# How to get maximum download speed through Bittorren



## 786 (Sep 27, 2007)

Above 1Gb files, the download speed is very slow, 2~30kBs, while small files less than that are downloading at 150~200kBps. I have BSNL 500 Plan, using Bittorent(Opera),  utorrent, BitComet. How can I increase it?


----------



## QwertyManiac (Sep 27, 2007)

It all depends on the seed:leech ratio. Doesn't have anything to do with file sizes.


----------



## adi007 (Sep 27, 2007)

^^ he is right.If the torrent is more popular any many are downloading it then the speed will drastically increase.So download new torrents and get good downloading spees

Since larger files are not downloaded usually by large number of people , there will be a shortage of seeders and leechers and hence you experience low download speeds.


----------



## slugger (Sep 27, 2007)

786 said:
			
		

> using Bittorent(Opera),  utorrent, BitComet.



u run all d 3 clients @ d same time 

*BAD IDA!!!!*

run only 1 client @ a given time to get optimum performance

Also when you download a torrent file,u msst see how seeders are there @ d time (u will not get the exact number, but will give u a fair idea of how popular d file is)


----------



## drgrudge (Sep 27, 2007)

utorrent + Private Tracker = Good Speeds.


----------



## praka123 (Sep 27, 2007)

port forwarding? or open a random port?
*www.portforward.com


----------



## slugger (Sep 27, 2007)

ax3 said:
			
		

> torrent is based on MORE U SHARE ....... MORE POWER\SPEED U GET ......
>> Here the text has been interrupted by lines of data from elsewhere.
PR #707, opened 2020-01-18
Fix playedIndicator color; close #706

### LINKED ISSUE #706: Visually distinguish between fully watched series and series with unwatched episodes.
Right now, fully watched series have a blue check mark and series with new episodes have a blue number:

image

I keep getting that small moment of excitement thinking there is a new episode, and upon closer inspection it's just the same blue circle with a check mark. I've ignored this for a while but I can't get used to it. I guess there are two groups of people: Those sensitive to textual communication (number versus check mark) and those sensitive to visual communication for lack of a better word (like red versus green in traffic lights).

Can we make the circle with a checkbox have a different color, like green?

image

Redsandro:
**Changes**
Change `playedIndicator` color to green as it was colored ambiguously similar to `countIndicator`.

**Issues**
Fixes #706

### DIFF
--- a/src/themes/appletv/theme.css
+++ b/src/themes/appletv/theme.css
@@ -292,9 +292,12 @@ html {
 }
 
 .countIndicator,
-.fullSyncIndicator,
-.playedIndicator {
+.fullSyncIndicator {
     background: #00a4dc
+}
+
+.playedIndicator {
+    background: #5dd000
 }
 
 .fullSyncIndicator {
--- a/src/themes/blueradiance/theme.css
+++ b/src/themes/blueradiance/theme.css
@@ -295,9 +295,12 @@ html {
 }
 
 .countIndicator,
-.fullSyncIndicator,
-.playedIndicator {
+.fullSyncIndicator {
     background: #00a4dc
+}
+
+.playedIndicator {
+    background: #5dd000
 }
 
 .fullSyncIndicator {
--- a/src/themes/dark/theme.css
+++ b/src/themes/dark/theme.css
@@ -276,9 +276,12 @@ html {
 }
 
 .countIndicator,
-.fullSyncIndicator,
-.playedIndicator {
+.fullSyncIndicator {
     background: #00a4dc
+}
+
+.playedIndicator {
+    background: #5dd000
 }
 
 .fullSyncIndicator {
--- a/src/themes/light/theme.css
+++ b/src/themes/light/theme.css
@@ -293,9 +293,12 @@ html {
 }
 
 .countIndicator,
-.fullSyncIndicator,
-.playedIndicator {
+.fullSyncIndicator {
     background: #00a4dc
+}
+
+.playedIndicator {
+    background: #5dd000
 }
 
 .fullSyncIndicator {
--- a/src/themes/wmc/theme.css
+++ b/src/themes/wmc/theme.css
@@ -273,9 +273,12 @@ html {
 }
 
 .countIndicator,
-.fullSyncIndicator,
-.playedIndicator {
+.fullSyncIndicator {
     background: #00a4dc
+}
+
+.playedIndicator {
+    background: #5dd000
 }
 
 .fullSyncIndicator {


Redsandro:
image

Redsandro:
@nvllsvm

nvllsvm:
The green looks out of place with the rest of the default theme. Inverting the number indicator might be better.

dkanada:
We could also just remove it entirely for completed shows.

Redsandro:
@dkanada commented:
> We could also just remove it entirely for completed shows.

Please don't! It's convenient to easily distinguish between unwatched shows and completed shows.

@nvllsvm commented:
> The green looks out of place with the rest of the default theme. Inverting the number indicator might be better.

I like it like this. The saturation is the same as the blue one. I'm happily using it. Although I can see it clearly on my monitor, we don't really need to read what's in the green circle, because there will only ever be a check-mark. The color communicates it's meaning.

Feel free to adjust it to your liking. This will surely benefit others.
image

JustAMan:
Maybe we can keep it coloured the same but change its shape, like make it a square with a check?..

grafixeyehero:
maybe like this
Annotation 2020-01-22 1850027

Redsandro:
@JustAMan I don't like it. The shape difference is too subtle. A letter is a shape. This PR is about communicating without using letters, but something more easily distinguishable, which includes looking towards the TV while not wearing glasses.

@grafixeyehero I prefer the color, but if the community prefers this, as long as it's that radically different, I approve.

@dkanada about the label; be advised that I am running with this small change and it makes it so much better. This PR commits that change back to the community in the hope that it will make others happy, too. I'm swamped at work so I don't have time to discuss back and forth and make different versions. Options are:

- Take it, merge it now, possibly improve later
- Leave it, let me run this version on my own
- Adjust it to your liking yourself (I've given maintainers access), then take it
- Let someone else create a new PR that obsoletes this one.

sparky8251:
While these changes will impact all themes, it would be nice for the images showcasing the changes to be done only in the default theme.

The theme in this image is purple haze, and its radically different looking compared to the default dark theme.

For drive by viewers and commenters (who we want on UI changes), we should keep the potential for confusion to a minimum.

Can you please post these images exclusively from the perspective of the default dark theme from here on? Thanks!

dkanada:
@Redsandro we're not implying you have to change this pull request at all, we are just considering different options for the icon design.

Redsandro:
@dkanada sorry, I might have gotten the wrong idea because this is being discussed in the PR review rather than in #706.

MrTimscampi:
So, a bit of an accessibility pass on this issue (Since I'm directly concerned :p)

A good color difference is always better. "Subtle" changes in shape like the proposal from @JustAMan can lead to confusion when someone with bad eyesight is looking for something but skimming the items.

That said, I find @grafixeyehero's change not consistent with the rest of the layout, visually. It's also harder to recognize numbers at a glance when they're rotated like that.

The proposal by @Redsandro is good, but it may need a slight colour change (Maybe a bit darker and slightly less saturated ?)

Generally, I'm not a fan of the lack of contrast between the blue circles and the white text inside of it either, but that's another issue.

Artiume:
My concern for making green the default is for those who are color blind (deuteranomalous). I think a better idea is to introduce community css for allowing customization and provide the css templates on the JF website.

Redsandro:
> My concern for making green the default is for those who are color blind (deuteranomalous). I think a better idea is to introduce community css for allowing customization and provide the css templates on the JF website.

I recommend against over-engineering this.

About 4.5% of the population is colorblind. The majority of them are red-green colorblind. There is no red or green in blue, so these colors are compatible as can be seen in a red-green-colorblindness emulator:

image

Besides, it's not like the fraction of people that would be affected would _lose_ something because of this. For those people that aren't sensitive to color communication, they can still see the checkmark.

I think the simplest version, the initial PR, is an improvement compared to not having the distinction at all. User customization for theme elements would be a different feature.

Remember, perfect is the enemy of good.

Artiume:
Just giving my 2 cents. Over engineering it would be to build in the customization directly into JF. Having freely available css scripts isn't exactly "over engineering" lol

Artiume:
https://www.toptal.com/designers/colorfilter/

Testing out the green image, the only one that was really impacted are those with tritanopia, which just leaves the green to be basically a light blue. 

@Redsandro you're coming off a little salty about concerns people may have, if we can't have open discussion and ideas, what's the point of discussing things? We all want the same thing in the end, right?

MrTimscampi:
> My concern for making green the default is for those who are color blind (deuteranomalous). I think a better idea is to introduce community css for allowing customization and provide the css templates on the JF website.

Indeed, that's very valid. Perhaps we can combine shape and color to cater to both disabilities ?

DMouse10462:
Just to throw some other ideas into the pot, we could take a page from Sonarr's Series page and use a bottom border (maybe with countIndicator popping up from it with the number of unwatched episodes) that is color coded (with some friendly striping to assist visually) to distinguish between the two. 

In the case of a partially watched series, the bottom border could act similarly to the "Continue Watching" bar that shows progress in an episode, but with progress over a whole series. This provides (1) much more information at a glance and (2) an additional contrast between the partially watched and completed series (partial border vs. complete border).

Here are some examples (ripped straight from Sonarr, sometimes with my own ugly edits):

### Partially Watched Series (countIndicator in bottom-left):
countIndicator
Note the striped progress bar that contrasts with the solid bar for the watched series below. 
With this implementation, there are multiple points of distinction:
- Color (blue for in-progress) with optional (user-configurable like Sonarr?) stripes for color-impaired users
- Incomplete border (like "Continue Watching" on the home page)
- Numeric indicator tag above bar

### Watched Series (Ignore the red flag in the upper-right):
playedIndicator
Note the lack of a playedIndicator; the colored border at the bottom would identify a completed series.
With the above bar for incomplete series, this may not even be necessary and we could keep the checkmark.

A completely unwatched series would probably remain unchanged (no lower border).

nvllsvm:
Lets continue discussion in the issue itself as there is no agreement on the changes here. We can reopen if we change our mind.

Redsandro:
> @Redsandro you're coming off a little salty

@Artiume being salty means _"feeling agitated, feeling out of place or feeling attacked",_ right?

I might be a bit agitated (as in nervous) because this gives me flashbacks of projects where I commit something small, and then it is discussed, scope widened, complexity added for 6 to 9 months until everyone loses interest and the change is dangling, never committed.

I'm new to Jellyfin and I don't know the process for something as simple as a color change, so yes feel out of place too and I should sit back and see what happens before making assumptions. 

That said I'm very very very much in favor of projects with CI, i.e. merging something good now and _then_ discuss how it can be perfected, rather than do nothing now and discuss how it can be perfected.

> as someone who is visually impaired, I actually take offense

You can't be serious @MrTimscampi. While it shouldn't be relevant, __I'm visually impaired too. It was the main motivation for this PR.__ I've had multiple eye surgeries. I __had given the choice of colors thought__ before requesting a pull. I'm taking something that hasn't been given thought, and improve it greatly for visually impaired people. I recommend against over-engineering _this initial PR which we're discussing._ Once a first iteration is available for all, _it can be gradually improved_ based on a larger pool of feedback. _Feel free to submit your own PR._

Yes I guess I'm salty.

nvllsvm:
@Redsandro I truly appreciate the time and energy you're putting into this change - thank you.

Jellyfin already has custom CSS configuration in  **Server -> General -> Branding**. You just have to use `!important` until https://github.com/jellyfin/jellyfin-web/issues/742 is resolved.

I've confirmed this works:
```
.playedIndicator { background: #5dd000 !important; }
```

image

Artiume:
So I made a quick draft page so we can have community scripts. i'm running the green patch now :). Not sure which color I'll eventually land on haha.

Check it out
https://github.com/jellyfin/jellyfin-docs/pull/215

Redsandro:
@nvllsvm 

> I truly appreciate the time and energy you're putting into this change

:thinking: 

> You just have to use !important until #742 is resolved. I've confirmed this works:
> ```
> .playedIndicator { background: #5dd000 !important; }
> ```

I hadn't thought about that. It works this way. :+1: 

> this color change negatively impacts the viewing experience for me. Ideally, these indicators should not be placed over the poster to avoid risk of blending into a similarly covered poster.

Fair enough. _Extra_ indicators, while staying within the same color and being chromatically peaceful, add visual load, too. When visually impaired because of severe astigmatism or strabismus, adding extra elements will cause visual overload, especially when contrasty (e.g. extra indicator on the black background rather than the thumbnail).

I can use these CSS rules and I'm happy about them. Problem solved, for me. As for the rest of the users however, some people don't know what CSS is. 

It's probably fair to say that some people prefer a simple change like the one proposed, and others find that it messes with the zen of the layout. So while I was thinking about this community scripts by @Artiume on the one hand, and the usability for everyone (AKA non-tech people) on the other hand, perhaps one interesting idea would be to have "skin options".

Somewhere in the settings for the skin, there can be some checkboxes that enable certain CSS rules. In this particular example:

:ballot_box_with_check: Turn fully played media indicator green.

(Or some other consensus-driven simple alternative that suits the average needs for a global cross-section of users, where more complex solutions can be added through custom CSS.)

Just a thought. Writing CSS on the settings works too, as long as you `!important` everything.

Artiume:
I like your idea, how hard do you think it'd be to make skins? My current idea is to make the community css page, providing visual examples and walk throughs on how to add the code inside the webui. This'll allow us to add additional customization with low maintenance on our behalf. 

Discussing it with the team, there's a few gotchas we have to watch out for. The css scripts may behave differently between the various apps, doing something such as checking the screen width could help provide filtering so that different versions of the same script can exist for each client type.

Doing some quick searching of community css already available on the interwebs, there looks to be plenty available to test out :)

Redsandro:
> So I made a quick draft page so we can have community scripts. i'm running the green patch now :). Not sure which color I'll eventually land on haha.
> 
> Check it out
> [jellyfin/jellyfin-docs#215](https://github.com/jellyfin/jellyfin-docs/pull/215)

Turned out really nice @Artiume 
https://jellyfin.org/docs/general/clients/css-customization.html

Do you know if there are ways to do something similar on the Android TV client?

thornbill:
The next release of the Android TV client will include a theme option in the app settings. These are managed in a resource file in the app: https://github.com/jellyfin/jellyfin-androidtv/blob/master/app/src/main/res/values/themes.xml. There isn't currently a way of modifying the colors via a server setting.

well i guess it applies only to downloads made from private tracker sites

for sites like mininova or piratebay ratios make no difference


----------



## 786 (Sep 28, 2007)

Thanks,


----------



## ravi_9793 (Sep 28, 2007)

Look here:
you may find something useful.
*www.techiehome.org/viewtopic.php?t=518
*www.thinkdigit.com/forum/showthread.php?t=61760


----------



## ankushkool (Oct 8, 2007)

praka123 said:
			
		

> port forwarding? or open a random port?
> *www.portforward.com


i tried it but dont know how 2 use it???? de port utorrent uses it shows 


[FONT=verdana,arial]"Welcome to the µTorrent Port Checker.
A test will be performed on your computer to check if the specified port is opened.

*Checking port 40195 on 202.149.32.40...*

*Error!* Port 40194 does not appear to be open." 

[/FONT]
i use  kaspersky internet security with firewall.... though i have added utorrent 2 allow list

please help


----------



## The_Devil_Himself (Oct 8, 2007)

slugger said:
			
		

> well i guess it applies only to downloads made from private tracker sites
> 
> for sites like mininova or piratebay ratios make no difference


No I think the more your upload speeds the more download speeds you will get at that instant.Correct me if I am wrong.


----------



## praka123 (Oct 9, 2007)

ankushkool said:
			
		

> i tried it but dont know how 2 use it???? de port utorrent uses it shows
> 
> 
> [FONT=verdana,arial]"Welcome to the µTorrent Port Checker.
> ...


 kaspersky internet security with firewall-you,just allow the port   [FONT=verdana,arial]*40195*[/FONT]    via the firewall options.if ur using bridge-mode(where u dial from windows to connect) opening the port does the job.check with utorrent port checker tool.also in utorrent enter only 40195 whereever u have to fill in.even if it asks other ports.I hope u use a router/modem walla connection.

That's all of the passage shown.